Exercise goal: When a line of the entries contains the word "previous", report that line.

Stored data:
- - -
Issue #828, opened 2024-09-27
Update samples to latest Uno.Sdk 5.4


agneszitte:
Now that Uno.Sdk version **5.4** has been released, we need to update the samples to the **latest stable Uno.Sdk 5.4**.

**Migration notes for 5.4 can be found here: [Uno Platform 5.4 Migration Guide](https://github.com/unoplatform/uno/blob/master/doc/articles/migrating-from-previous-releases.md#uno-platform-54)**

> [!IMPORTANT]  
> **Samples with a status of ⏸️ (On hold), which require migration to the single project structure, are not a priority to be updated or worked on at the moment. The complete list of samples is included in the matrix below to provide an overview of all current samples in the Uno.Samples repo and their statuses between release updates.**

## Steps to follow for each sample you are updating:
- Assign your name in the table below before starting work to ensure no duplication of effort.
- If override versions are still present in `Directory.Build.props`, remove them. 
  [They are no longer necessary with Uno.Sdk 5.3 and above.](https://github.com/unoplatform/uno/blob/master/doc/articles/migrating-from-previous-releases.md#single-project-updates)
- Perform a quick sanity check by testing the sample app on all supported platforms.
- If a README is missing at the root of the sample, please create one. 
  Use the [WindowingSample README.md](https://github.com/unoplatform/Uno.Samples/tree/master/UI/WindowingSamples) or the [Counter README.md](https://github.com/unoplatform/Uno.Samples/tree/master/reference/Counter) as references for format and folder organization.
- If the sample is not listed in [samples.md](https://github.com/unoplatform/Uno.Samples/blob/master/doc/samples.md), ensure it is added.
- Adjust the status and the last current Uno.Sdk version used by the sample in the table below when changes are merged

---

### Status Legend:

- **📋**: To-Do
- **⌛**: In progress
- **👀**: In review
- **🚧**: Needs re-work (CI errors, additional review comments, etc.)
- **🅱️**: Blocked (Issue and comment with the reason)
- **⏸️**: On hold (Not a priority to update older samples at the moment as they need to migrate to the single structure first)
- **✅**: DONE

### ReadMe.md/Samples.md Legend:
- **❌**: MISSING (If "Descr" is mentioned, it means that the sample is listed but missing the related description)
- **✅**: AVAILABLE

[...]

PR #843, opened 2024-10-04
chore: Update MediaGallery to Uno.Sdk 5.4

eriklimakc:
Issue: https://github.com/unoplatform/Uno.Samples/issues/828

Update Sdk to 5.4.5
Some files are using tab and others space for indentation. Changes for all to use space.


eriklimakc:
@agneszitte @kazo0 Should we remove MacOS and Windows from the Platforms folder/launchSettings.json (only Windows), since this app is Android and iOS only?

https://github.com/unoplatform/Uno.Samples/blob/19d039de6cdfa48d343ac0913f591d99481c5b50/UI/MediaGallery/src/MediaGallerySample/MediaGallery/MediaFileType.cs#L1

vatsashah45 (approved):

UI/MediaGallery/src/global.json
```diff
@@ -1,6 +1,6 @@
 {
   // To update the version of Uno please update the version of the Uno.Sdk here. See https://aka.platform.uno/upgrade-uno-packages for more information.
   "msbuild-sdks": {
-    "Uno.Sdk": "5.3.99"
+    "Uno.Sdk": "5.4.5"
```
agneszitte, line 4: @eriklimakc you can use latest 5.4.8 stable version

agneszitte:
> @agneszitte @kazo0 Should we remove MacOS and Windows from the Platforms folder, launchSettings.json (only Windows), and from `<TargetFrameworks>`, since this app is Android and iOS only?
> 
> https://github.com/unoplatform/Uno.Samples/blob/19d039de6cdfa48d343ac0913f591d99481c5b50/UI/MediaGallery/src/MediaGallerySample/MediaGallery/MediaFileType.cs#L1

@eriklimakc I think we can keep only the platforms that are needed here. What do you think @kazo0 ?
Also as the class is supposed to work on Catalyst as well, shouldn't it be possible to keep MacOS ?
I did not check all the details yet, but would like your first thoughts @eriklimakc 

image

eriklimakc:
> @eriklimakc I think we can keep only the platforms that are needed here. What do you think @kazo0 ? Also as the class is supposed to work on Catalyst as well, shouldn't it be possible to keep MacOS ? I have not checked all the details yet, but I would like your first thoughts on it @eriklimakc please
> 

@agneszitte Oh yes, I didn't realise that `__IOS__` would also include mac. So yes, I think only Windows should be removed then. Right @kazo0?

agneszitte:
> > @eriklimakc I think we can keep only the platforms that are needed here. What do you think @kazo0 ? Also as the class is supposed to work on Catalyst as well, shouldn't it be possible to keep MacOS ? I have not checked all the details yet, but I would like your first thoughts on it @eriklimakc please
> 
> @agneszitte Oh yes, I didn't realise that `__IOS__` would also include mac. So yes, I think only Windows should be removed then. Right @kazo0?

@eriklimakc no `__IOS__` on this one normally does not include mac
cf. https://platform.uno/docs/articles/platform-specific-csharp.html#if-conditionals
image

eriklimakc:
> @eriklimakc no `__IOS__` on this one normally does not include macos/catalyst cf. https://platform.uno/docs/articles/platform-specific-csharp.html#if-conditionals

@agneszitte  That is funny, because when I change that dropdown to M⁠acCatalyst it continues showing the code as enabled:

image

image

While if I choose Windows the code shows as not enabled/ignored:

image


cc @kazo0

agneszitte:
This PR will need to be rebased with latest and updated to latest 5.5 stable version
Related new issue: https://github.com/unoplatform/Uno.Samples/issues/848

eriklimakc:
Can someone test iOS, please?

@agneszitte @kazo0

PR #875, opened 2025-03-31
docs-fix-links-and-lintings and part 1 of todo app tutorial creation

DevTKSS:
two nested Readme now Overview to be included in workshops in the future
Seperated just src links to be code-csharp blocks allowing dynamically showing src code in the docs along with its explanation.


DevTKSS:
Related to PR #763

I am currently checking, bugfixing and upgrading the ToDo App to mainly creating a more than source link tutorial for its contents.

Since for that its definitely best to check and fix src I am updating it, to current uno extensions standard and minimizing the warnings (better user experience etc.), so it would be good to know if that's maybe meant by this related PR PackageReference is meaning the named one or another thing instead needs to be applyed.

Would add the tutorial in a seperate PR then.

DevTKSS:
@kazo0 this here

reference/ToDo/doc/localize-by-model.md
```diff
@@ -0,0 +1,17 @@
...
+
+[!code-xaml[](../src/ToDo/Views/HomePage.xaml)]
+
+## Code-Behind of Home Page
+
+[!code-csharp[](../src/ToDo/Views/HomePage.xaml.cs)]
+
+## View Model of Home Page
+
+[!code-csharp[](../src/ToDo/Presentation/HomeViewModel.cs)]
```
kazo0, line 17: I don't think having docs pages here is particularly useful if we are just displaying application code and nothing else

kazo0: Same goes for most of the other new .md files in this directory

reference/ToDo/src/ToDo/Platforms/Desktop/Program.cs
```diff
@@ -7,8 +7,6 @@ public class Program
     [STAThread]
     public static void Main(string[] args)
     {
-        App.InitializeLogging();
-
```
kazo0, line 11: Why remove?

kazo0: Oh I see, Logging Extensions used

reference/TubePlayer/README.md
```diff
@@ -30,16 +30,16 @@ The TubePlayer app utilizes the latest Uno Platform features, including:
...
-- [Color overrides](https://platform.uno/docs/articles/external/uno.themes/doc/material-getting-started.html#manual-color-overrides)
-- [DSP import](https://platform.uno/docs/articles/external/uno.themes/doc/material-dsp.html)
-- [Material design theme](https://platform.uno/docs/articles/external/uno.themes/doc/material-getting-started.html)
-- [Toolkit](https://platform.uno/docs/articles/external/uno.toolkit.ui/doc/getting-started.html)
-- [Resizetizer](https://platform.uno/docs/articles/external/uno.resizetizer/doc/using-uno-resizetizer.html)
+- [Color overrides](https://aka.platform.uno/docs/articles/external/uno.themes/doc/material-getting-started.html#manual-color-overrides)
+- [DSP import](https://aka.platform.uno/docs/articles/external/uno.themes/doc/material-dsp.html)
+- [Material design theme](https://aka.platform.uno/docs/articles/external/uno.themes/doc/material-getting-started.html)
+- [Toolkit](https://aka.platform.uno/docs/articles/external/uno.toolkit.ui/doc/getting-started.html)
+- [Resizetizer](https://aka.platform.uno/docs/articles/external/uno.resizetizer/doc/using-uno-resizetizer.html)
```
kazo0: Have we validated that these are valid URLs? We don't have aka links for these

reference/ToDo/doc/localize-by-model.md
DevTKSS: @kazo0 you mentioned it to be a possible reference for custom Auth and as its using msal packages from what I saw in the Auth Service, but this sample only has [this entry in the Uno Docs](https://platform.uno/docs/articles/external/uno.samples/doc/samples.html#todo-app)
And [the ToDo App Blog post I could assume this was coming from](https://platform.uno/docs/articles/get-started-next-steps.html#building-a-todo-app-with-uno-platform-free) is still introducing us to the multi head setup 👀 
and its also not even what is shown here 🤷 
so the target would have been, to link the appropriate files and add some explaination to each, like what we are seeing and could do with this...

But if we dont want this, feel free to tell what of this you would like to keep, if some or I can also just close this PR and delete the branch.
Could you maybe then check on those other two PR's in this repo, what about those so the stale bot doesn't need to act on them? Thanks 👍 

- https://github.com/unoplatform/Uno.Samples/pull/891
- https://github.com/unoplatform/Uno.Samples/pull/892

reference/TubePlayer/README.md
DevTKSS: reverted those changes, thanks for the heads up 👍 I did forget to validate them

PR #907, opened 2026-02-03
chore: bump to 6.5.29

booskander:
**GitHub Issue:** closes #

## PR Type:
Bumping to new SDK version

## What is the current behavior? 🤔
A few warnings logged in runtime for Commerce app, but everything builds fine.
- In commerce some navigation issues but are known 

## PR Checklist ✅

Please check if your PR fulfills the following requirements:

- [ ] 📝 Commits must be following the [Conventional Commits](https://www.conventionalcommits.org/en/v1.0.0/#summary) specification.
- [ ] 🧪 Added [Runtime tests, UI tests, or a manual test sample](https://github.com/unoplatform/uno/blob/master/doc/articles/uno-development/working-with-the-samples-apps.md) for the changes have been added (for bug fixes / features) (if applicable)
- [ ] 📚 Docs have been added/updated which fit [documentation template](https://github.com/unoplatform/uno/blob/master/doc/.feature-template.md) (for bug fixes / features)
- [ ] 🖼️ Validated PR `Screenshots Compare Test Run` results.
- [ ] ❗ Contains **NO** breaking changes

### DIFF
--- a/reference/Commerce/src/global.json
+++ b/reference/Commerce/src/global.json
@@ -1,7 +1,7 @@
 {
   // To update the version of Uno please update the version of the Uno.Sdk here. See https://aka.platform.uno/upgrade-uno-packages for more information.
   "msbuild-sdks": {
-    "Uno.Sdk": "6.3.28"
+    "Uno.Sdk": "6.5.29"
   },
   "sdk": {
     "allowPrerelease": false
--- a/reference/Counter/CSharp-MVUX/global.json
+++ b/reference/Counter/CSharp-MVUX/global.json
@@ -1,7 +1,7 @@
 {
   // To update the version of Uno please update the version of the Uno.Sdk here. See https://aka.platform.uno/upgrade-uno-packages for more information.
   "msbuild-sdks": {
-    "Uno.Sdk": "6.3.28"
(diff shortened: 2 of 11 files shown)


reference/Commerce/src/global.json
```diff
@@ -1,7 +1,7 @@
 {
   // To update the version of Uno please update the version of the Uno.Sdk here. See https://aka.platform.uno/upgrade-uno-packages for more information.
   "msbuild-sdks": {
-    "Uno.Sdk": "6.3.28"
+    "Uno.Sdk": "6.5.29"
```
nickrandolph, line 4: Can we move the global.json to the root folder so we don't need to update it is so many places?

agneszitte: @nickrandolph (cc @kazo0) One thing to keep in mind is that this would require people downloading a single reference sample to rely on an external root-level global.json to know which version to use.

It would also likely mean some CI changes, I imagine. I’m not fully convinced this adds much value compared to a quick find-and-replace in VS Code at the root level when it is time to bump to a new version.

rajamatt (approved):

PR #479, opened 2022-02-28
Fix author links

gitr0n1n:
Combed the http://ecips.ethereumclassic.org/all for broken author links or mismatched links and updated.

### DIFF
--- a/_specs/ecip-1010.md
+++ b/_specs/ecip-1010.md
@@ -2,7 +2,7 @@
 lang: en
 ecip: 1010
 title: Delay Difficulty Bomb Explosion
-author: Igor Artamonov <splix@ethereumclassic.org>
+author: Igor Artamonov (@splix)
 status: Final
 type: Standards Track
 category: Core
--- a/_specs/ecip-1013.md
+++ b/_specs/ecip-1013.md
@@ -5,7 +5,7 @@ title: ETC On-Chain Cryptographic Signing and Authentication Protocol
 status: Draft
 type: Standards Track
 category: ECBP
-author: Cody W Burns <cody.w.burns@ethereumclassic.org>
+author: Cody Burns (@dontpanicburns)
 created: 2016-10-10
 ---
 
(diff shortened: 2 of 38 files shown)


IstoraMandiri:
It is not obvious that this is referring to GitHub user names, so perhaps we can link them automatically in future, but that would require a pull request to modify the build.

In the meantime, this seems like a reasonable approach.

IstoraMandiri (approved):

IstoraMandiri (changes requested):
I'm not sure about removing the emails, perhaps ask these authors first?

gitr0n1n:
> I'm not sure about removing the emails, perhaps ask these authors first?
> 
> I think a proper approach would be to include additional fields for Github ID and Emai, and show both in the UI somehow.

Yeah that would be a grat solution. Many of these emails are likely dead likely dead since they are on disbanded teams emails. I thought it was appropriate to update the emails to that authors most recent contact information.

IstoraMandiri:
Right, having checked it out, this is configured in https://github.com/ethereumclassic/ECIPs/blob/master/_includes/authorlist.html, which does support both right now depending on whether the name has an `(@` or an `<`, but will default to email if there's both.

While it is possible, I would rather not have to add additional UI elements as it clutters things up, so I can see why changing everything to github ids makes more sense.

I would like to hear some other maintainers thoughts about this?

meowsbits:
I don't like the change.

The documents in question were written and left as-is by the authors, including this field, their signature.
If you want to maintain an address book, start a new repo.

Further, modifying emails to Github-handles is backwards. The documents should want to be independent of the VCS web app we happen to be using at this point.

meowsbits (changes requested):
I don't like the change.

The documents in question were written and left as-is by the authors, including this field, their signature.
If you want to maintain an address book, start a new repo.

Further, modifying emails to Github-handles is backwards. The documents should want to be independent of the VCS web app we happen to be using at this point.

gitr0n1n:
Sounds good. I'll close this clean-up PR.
- - -
Your response:
**Migration notes for 5.4 can be found here: [Uno Platform 5.4 Migration Guide](https://github.com/unoplatform/uno/blob/master/doc/articles/migrating-from-previous-releases.md#uno-platform-54)**
  [They are no longer necessary with Uno.Sdk 5.3 and above.](https://github.com/unoplatform/uno/blob/master/doc/articles/migrating-from-previous-releases.md#single-project-updates)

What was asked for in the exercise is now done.